On the other hand, tragically, the AIDS crisis was to leave its mark on vampire culture. In his 1993 book Hollywood Gothic: The Tangled Web of Dracula from Novel to Stage to Screen, cultural historian David J. Skal wrote that “when the definitive anthropological history of the AIDS epidemic is finally written, the irrational, vampire-related undercurrents of scapegoating, blood superstition, and plague panic will no doubt be prominent considerations.” This could be reflected in another stand out piece of vampiric cinema – in the 1998 film Blade, the title character takes a preventative serum to control his thirst for blood, in the same way people who were HIV-positive at that time were starting to take medication to prevent AIDS.
By the time the 90s rolled around, the AIDS crisis was more under control, and LGBT characters were finally beginning to become more prevalent in popular culture. Subsequently, gay vampire culture flourished, securing their place in modern culture. The idea of the ‘good’ vampire started to emerge – one example was Ulysses G. Dietz writing a series of books about a gay vampire who leads an otherwise normal life, outside of killing homophobes.

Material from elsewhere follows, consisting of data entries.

PR #1188, opened 2020-11-19
[REVIEW] Implement UPPER and LOWER operators and tests

### LINKED ISSUE #1134: [FEA] Support string UPPER
I'd like to be able to call UPPER on a string column to convert the case to uppercase. The alternative today would be to go to cudf/dask and use `str.upper()`, which can be difficult inside query logic.

```python
from pyspark.sql import SparkSession
​
spark = SparkSession.builder \
    .master("local") \
    .getOrCreate()
​
spark.sql("SELECT UPPER('Example')").show()
+--------------+
|upper(Example)|
+--------------+
|       EXAMPLE|
+--------------+
```

### LINKED ISSUE #1135: [FEA] Support string LOWER
I'd like to be able to call LOWER on a string column to convert the case to lowercase. The alternative today would be to go to cudf/dask and use `str.lower()`, which can be difficult inside query logic.

```python
from pyspark.sql import SparkSession
​
spark = SparkSession.builder \
    .master("local") \
    .getOrCreate()
​
spark.sql("SELECT LOWER('Example')").show()
+--------------+
|lower(Example)|
+--------------+
|       example|
+--------------+
```

ChrisJar:
Enables use of UPPER or LOWER in a query and adds end to end tests for both operators

Passes ./test.sh locally.

This closes #1134 and closes #1135

### DIFF
--- a/engine/src/parser/expression_utils.cpp
+++ b/engine/src/parser/expression_utils.cpp
@@ -52,6 +52,8 @@ bool is_unary_operator(operator_type op) {
 	case operator_type::BLZ_CAST_TIMESTAMP:
 	case operator_type::BLZ_CAST_VARCHAR:
 	case operator_type::BLZ_CHAR_LENGTH:
+	case operator_type::BLZ_STR_LOWER:
+	case operator_type::BLZ_STR_UPPER:
 		return true;
 	default:
 		return false;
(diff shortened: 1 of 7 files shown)


felipeblazing (approved):
This is great! Waiting on gpuci but if things look good we can merge

felipeblazing:
rerun tests

felipeblazing:
rerun tests

ChrisJar:
rerun tests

The vastly popular Buffy the Vampire Slayer (1997-2003) has probably one of the best portrayed gay characters in television history in the form of Willow, played by Alyson Hannigan. Though she isn’t a vampire, Willow is Buffy’s best friend who ends up coming out as gay halfway through the series. Interview with the Vampire finally got its cinematic adaptation after being in development for years, which received mixed to positive reviews.
Though it has been with us for a long time, vampire media has cemented itself in the modern landscape. However, while straight vampires do exist, like in the Twilight franchise written by Stephanie Meyer, more often than not, vampires have proven to be profoundly gay. True Blood has very sexual themes and frequently features LGBT characters – even if you haven’t seen the series, the scene of Lafayette laying the smackdown on homophobic rednecks was a popular clip on the internet when it came out. Indeed, it really does appear that vampires seem to work best when sucking blood is a thinly veiled metaphor for- you get the idea.